Driving seemed to miss the joy, the music turned up all the way, the warm wind blowing through your hair, the road before you, the power to go anywhere, the control over your small domain, the pleasure in hugging curves and shifting gears smoothly. In short, the awesome visceral experience that driving can be…though it too often is not, especially in this country. I’m remembering those trips from Tucson to the mines near Green Valley to deliver maps for my dad, driving our boat of a buick older than I was down the windings of Mission road, a two lane highway through the res with its shot up street signs and its lack of traffic. I guess I was lucky. And I suppose that is not driving in the city, nor is Tucson a city in any European sense.

‘Falling’ I loved, Marshall Berman I love because he understands the meaning of home and of losing home, the power of city governments to tear down and destroy and ruin and lay waste and the echoes and unending sense of loss that it leaves in the lives of hundreds and thousands of people. Urbicide. The death of buildings, urban fabric, community, and individual hopes and homes. I like Patrick Keiller as well, his essay ‘Imaging’ is included in his latest collection where I first read it — though I can’t read anything he writes without hearing it spoken by the narrator of the Robinson films. Which I enjoy greatly I confess.

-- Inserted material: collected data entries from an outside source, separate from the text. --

PR #2385, opened 2019-12-13
Expose AppInsights connection string setting

### LINKED ISSUE #2263: Support for Application Insights in the Azure Government Cloud [v3.x]

gzuber:
Resolves #2263

### DIFF
--- a/src/Microsoft.Azure.WebJobs.Logging.ApplicationInsights/ApplicationInsightsLoggerOptions.cs
+++ b/src/Microsoft.Azure.WebJobs.Logging.ApplicationInsights/ApplicationInsightsLoggerOptions.cs
@@ -18,6 +18,12 @@ namespace Microsoft.Azure.WebJobs.Logging.ApplicationInsights
         public string InstrumentationKey { get; set; }
 
         /// <summary>
+        /// Gets or sets Application Insights connection string. If set, this will
+        /// take precedence over the InstrumentationKey and overwrite it.
+        /// </summary>
+        public string ConnectionString { get; set; }
+
+        /// <summary>
         /// Gets or sets sampling settings.
         /// </summary>
         public SamplingPercentageEstimatorSettings SamplingSettings { get; set; }
--- a/src/Microsoft.Azure.WebJobs.Logging.ApplicationInsights/Extensions/ApplicationInsightsServiceCollectionExtensions.cs
+++ b/src/Microsoft.Azure.WebJobs.Logging.ApplicationInsights/Extensions/ApplicationInsightsServiceCollectionExtensions.cs
@@ -160,9 +160,18 @@ namespace Microsoft.Extensions.DependencyInjection
 
                 var activeConfig = TelemetryConfiguration.Active;
                 if (!string.IsNullOrEmpty(options.InstrumentationKey) &&
-                string.IsNullOrEmpty(activeConfig.InstrumentationKey))
+                    string.IsNullOrEmpty(activeConfig.InstrumentationKey))
                 {
                     activeConfig.InstrumentationKey = options.InstrumentationKey;
+                }
+
+                // Set ConnectionString second because it takes precedence and
+                // we don't want InstrumentationKey to overwrite the value
+                // ConnectionString sets
+                if (!string.IsNullOrEmpty(options.ConnectionString) &&
+                    string.IsNullOrEmpty(activeConfig.ConnectionString))
+                {
+                    activeConfig.ConnectionString = options.ConnectionString;
                 }
 
                 if (!activeConfig.TelemetryInitializers.OfType<WebJobsRoleEnvironmentTelemetryInitializer>().Any())
@@ -240,7 +249,11 @@ namespace Microsoft.Extensions.DependencyInjection
             IRoleInstanceProvider roleInstanceProvider,
             QuickPulseInitializationScheduler delayer)
         {
-            if (options.InstrumentationKey != null)
+            if (options.ConnectionString != null)
+            {
+                configuration.ConnectionString = options.ConnectionString;
+            }
+            else if (options.InstrumentationKey != null)
             {
                 configuration.InstrumentationKey = options.InstrumentationKey;
             }
--- a/src/Microsoft.Azure.WebJobs.Logging.ApplicationInsights/WebJobs.Logging.ApplicationInsights.csproj
+++ b/src/Microsoft.Azure.WebJobs.Logging.ApplicationInsights/WebJobs.Logging.ApplicationInsights.csproj
@@ -24,18 +24,18 @@
   </ItemGroup>
   
   <ItemGroup>
-  <PackageReference Include="Microsoft.ApplicationInsights.AspNetCore" Version="2.8.2" />
-  <PackageReference Include="Microsoft.ApplicationInsights.PerfCounterCollector" Version="2.11.2" />
+  <PackageReference Include="Microsoft.ApplicationInsights.AspNetCore" Version="2.12.0" />
+  <PackageReference Include="Microsoft.ApplicationInsights.PerfCounterCollector" Version="2.12.0" />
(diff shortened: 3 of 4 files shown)


TimothyMothra:
Looks good to me

TimothyMothra (approved):

shellayers (approved):

src/Microsoft.Azure.WebJobs.Logging.ApplicationInsights/ApplicationInsightsLoggerOptions.cs
```diff
@@ -17,6 +17,11 @@ public class ApplicationInsightsLoggerOptions : IOptionsFormatter
         /// </summary>
         public string InstrumentationKey { get; set; }
 
+        /// <summary>
+        /// Gets or sets Application Insights connection string
```
brettsam: Add a note that this setting takes precedence over InstrumentationKey if they both are set.

src/Microsoft.Azure.WebJobs.Logging.ApplicationInsights/Extensions/ApplicationInsightsServiceCollectionExtensions.cs
```diff
@@ -159,10 +159,16 @@ public static IServiceCollection AddApplicationInsights(this IServiceCollection
...
-                    activeConfig.InstrumentationKey = options.InstrumentationKey;
+                    if (!string.IsNullOrEmpty(options.ConnectionString))
+                    {
+                        activeConfig.ConnectionString = options.ConnectionString;
+                    }
+                    else if (!string.IsNullOrEmpty(options.InstrumentationKey))
+                    {
+                        activeConfig.InstrumentationKey = options.InstrumentationKey;
+                    }
                 }
```
brettsam, line 175: The logic here seems off. I think we want to set active ConnectionString (if not already set AND it's set in options). If that doesn't happen, then do the same thing with InstrumentationKey.

Basically, we need to get the active.ConnectionString or InstrumentationKey to match what our options say.

brettsam (commented):
Couple of comments...

src/Microsoft.Azure.WebJobs.Logging.ApplicationInsights/Extensions/ApplicationInsightsServiceCollectionExtensions.cs
gzuber: Ah, good point. I think my reasoning was I wanted to make sure InstrumentationKey doesn't overwrite the value that ConnectionString might set if both are present, but as long as ConnectionString is set last it should be fine.

gzuber:
@TimothyMothra I'm noticing that when I test setting the ConnectionString **without** setting `APPINSIGHTS_INSTRUMENTATIONKEY`, I'm seeing this in the traces during start up: 

```
AI: TelemetryChannel found a telemetry item without an InstrumentationKey. This is a required field and must be set in either your config file or at application startup.
```

I'm still getting traces, is this something I should worry about? Or is this a sign that we're not setting the ConnectionString everywhere we should?

TimothyMothra:
**Regarding the trace message**
That message is emitted from the TelemetryChannel itself.
- If you're getting flooded with those messages, then yes there is an issue with your configuration.
- If you're getting one or two messages and then it goes away, then telemetry is being sent before the configuration is fully set.

**Regarding the environment variable `APPINSIGHTS_INSTRUMENTATIONKEY`**
The reason you don't see this message when the environment variable is in use is because the Ikey then gets set during SDK Initialization and before the TelemetryChannel is operating.

----------

Taking a closer look at your implementation and I found some discrepancies that I want to call attention to that I missed in my original review.
I will comment on those lines specifically.

src/Microsoft.Azure.WebJobs.Logging.ApplicationInsights/WebJobs.Logging.ApplicationInsights.csproj
```diff
@@ -25,17 +25,17 @@
   
   <ItemGroup>
   <PackageReference Include="Microsoft.ApplicationInsights.AspNetCore" Version="2.8.2" />
```
TimothyMothra: I would recommend upgrading AspNetCore to v2.12.0 to remain in sync with the rest of the SDK.

src/Microsoft.Azure.WebJobs.Logging.ApplicationInsights/Extensions/ApplicationInsightsServiceCollectionExtensions.cs
```diff
@@ -160,11 +160,20 @@ public static IServiceCollection AddApplicationInsights(this IServiceCollection
 
                 var activeConfig = TelemetryConfiguration.Active;
```
TimothyMothra, line 161: I see two local instances of the TelemetryConfiguration here;
 - line 150 `TelemetryConfiguration config = TelemetryConfiguration.CreateDefault();`
- line 161 `var activeConfig = TelemetryConfiguration.Active;`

I quite adored ‘Potting’ by Kasia Boddy, a history of the geranium from its early rarity and thus high class beginnings through its sensual teens (just think lips of geranium red) to a long history of bright colour and sturdy uprightness loved by some and despised by others. I was sad to hear William Morris was of the latter. We can’t all have gardens, we can’t all escape the dirty concrete city into a backyard or a summer home or a holiday trip. We can all have a geranium on the windowsill. The geranium through literature is a barometer not just of gender relations, but of class-inflected feelings (and judgments) about the city and the home. This was a brilliant exploration of the city through the popularity and use of a flower.

The final essay on ‘Zigzagging’ by Mark W. Turner was also very powerful, a cry against the straight lines of City Beautiful and le Corbusier, the careful planning and rationalisations of the whole of life made possible by creating a perfectly rational environment. It is a celebration of the bent, the queer, the spontaneous, the unplanned, the poetic. It echoes Dart in some ways, but questions our adherence to that cannon (hurrah!), drawing instead on the glories and dangers of living itself, of cruising, of queerness, of encounter. I loved it, and the importance of the message and the passion of it were a good way to end the collection, as not all of the essays were quite up to that standard. There’s one about perfect coffee and donuts that name drops a stay in every cultural capital of the world…and it is dismissive of Effra Road here in Brixton. But never mind.

There is a lot to think about here, and it will change the way you see certain things. Geraniums at the very least.